- What you need to do: Your task is to copy each line of the material that includes "great".
[Opening Dataset records section]
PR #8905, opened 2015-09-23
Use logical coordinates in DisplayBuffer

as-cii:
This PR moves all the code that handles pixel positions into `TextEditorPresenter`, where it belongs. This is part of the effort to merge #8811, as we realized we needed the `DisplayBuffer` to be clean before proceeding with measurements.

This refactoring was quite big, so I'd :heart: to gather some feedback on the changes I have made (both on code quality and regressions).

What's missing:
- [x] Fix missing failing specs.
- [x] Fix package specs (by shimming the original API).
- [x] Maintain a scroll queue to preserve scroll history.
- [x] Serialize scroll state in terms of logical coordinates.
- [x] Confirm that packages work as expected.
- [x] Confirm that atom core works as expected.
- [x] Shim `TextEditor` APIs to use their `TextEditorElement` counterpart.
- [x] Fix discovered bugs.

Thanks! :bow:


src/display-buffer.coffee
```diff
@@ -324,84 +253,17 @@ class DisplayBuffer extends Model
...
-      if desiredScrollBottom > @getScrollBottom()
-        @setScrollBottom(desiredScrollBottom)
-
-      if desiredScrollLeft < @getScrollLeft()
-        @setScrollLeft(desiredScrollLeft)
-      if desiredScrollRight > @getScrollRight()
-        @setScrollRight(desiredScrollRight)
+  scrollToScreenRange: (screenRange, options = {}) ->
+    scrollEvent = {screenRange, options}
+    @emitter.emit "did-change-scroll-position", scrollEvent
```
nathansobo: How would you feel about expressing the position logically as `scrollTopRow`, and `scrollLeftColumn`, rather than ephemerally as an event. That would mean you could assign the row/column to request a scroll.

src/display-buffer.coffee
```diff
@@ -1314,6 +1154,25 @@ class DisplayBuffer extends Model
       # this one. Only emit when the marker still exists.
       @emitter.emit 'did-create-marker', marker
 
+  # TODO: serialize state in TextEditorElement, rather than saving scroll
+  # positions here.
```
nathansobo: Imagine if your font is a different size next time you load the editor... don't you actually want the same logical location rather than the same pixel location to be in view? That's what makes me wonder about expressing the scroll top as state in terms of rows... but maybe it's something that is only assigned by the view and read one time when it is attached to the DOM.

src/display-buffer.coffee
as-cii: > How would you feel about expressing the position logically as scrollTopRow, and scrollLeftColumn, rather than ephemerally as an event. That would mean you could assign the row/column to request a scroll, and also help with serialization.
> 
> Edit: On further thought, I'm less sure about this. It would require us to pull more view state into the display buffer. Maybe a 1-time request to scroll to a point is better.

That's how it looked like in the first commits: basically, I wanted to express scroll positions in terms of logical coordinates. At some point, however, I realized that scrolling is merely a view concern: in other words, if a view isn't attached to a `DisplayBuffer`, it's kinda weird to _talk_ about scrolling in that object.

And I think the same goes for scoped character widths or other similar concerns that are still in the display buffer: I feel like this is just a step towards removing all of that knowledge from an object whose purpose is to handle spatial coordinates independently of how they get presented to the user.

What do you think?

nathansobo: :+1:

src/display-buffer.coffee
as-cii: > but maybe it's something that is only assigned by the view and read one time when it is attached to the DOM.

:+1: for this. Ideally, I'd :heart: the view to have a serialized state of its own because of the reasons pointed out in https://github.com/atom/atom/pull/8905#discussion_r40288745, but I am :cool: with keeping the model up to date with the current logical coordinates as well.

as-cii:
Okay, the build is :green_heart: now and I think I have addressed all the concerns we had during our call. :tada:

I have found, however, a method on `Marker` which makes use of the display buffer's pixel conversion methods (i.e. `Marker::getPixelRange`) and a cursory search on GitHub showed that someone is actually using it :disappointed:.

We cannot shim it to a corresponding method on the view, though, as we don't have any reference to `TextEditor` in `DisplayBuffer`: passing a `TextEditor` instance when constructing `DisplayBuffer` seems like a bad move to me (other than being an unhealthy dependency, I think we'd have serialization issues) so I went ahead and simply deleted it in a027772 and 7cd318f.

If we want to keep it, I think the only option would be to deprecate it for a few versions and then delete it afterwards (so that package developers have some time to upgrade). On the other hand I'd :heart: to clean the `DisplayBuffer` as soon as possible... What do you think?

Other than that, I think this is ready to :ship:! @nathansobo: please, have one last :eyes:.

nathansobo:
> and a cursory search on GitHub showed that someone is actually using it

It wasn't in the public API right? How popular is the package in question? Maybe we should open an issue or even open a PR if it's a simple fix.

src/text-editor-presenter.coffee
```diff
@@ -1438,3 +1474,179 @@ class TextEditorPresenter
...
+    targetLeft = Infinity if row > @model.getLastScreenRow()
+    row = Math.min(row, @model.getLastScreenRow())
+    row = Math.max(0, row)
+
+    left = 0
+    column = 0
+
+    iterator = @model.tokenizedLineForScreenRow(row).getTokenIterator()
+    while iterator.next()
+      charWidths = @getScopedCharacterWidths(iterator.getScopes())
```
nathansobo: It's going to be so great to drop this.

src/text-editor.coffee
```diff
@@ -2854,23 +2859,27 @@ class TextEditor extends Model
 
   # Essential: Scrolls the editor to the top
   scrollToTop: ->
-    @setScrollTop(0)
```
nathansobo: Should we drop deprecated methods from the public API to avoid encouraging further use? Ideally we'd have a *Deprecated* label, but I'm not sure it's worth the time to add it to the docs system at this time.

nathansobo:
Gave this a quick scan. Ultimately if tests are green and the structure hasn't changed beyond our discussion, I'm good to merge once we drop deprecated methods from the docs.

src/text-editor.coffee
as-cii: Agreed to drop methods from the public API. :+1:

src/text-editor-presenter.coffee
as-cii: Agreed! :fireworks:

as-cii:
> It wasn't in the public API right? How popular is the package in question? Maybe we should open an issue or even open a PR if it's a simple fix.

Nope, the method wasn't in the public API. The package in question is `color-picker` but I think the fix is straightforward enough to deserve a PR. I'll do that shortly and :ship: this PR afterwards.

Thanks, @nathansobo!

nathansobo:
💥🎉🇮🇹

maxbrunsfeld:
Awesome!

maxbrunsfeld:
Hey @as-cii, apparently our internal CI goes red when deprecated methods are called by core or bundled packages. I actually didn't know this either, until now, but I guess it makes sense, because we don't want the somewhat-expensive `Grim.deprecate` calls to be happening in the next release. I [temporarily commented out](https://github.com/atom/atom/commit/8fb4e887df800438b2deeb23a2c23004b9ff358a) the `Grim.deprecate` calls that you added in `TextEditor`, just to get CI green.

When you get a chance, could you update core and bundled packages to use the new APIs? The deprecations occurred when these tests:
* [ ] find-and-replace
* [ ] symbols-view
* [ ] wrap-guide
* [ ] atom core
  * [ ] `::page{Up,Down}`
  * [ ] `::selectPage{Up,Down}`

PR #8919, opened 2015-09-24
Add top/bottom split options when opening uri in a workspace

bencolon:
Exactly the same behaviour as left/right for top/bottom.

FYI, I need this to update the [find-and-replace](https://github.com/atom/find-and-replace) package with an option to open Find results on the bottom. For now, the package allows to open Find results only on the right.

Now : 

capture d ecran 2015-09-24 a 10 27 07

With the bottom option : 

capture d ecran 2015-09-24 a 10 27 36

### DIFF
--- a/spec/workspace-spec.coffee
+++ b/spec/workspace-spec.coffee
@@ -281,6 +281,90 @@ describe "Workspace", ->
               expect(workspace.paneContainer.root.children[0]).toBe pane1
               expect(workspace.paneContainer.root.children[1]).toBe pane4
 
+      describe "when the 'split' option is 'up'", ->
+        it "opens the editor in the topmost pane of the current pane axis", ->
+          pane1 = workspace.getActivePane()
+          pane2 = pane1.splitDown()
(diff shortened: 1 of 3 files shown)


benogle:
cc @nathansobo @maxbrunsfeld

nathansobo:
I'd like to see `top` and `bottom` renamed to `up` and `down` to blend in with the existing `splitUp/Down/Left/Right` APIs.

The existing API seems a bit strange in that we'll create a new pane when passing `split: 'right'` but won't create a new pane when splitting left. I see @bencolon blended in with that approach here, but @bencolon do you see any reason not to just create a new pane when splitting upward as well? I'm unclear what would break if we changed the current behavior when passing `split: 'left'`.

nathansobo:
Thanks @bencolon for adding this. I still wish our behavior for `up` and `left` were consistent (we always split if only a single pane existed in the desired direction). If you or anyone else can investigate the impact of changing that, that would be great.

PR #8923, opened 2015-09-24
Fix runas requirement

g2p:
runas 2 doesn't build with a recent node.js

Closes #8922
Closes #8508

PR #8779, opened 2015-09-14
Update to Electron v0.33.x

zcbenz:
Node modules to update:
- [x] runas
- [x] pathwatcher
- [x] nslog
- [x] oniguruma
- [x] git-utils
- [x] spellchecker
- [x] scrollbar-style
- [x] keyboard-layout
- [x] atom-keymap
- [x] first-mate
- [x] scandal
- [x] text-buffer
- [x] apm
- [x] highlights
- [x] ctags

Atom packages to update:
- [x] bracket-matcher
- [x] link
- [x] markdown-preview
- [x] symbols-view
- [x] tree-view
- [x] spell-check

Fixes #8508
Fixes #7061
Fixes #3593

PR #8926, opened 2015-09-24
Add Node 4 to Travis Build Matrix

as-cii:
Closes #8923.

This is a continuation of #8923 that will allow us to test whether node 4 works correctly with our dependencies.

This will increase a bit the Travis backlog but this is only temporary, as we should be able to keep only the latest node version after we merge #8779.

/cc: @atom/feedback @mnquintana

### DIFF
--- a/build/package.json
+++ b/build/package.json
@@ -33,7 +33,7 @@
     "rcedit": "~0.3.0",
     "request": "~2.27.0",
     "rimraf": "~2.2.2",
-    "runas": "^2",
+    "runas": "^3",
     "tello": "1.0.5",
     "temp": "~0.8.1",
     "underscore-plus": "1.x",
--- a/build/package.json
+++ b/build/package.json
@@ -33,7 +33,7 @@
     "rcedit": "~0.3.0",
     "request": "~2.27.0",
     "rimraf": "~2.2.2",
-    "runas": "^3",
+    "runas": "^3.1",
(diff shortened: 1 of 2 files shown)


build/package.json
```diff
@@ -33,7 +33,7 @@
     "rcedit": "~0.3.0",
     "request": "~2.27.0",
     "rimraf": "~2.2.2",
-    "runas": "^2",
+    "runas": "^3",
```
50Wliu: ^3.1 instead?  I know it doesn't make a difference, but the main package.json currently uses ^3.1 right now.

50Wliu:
[Closing Dataset records section]
- Problem solution:
nathansobo: It's going to be so great to drop this.
Thanks @bencolon for adding this. I still wish our behavior for `up` and `left` were consistent (we always split if only a single pane existed in the desired direction). If you or anyone else can investigate the impact of changing that, that would be great.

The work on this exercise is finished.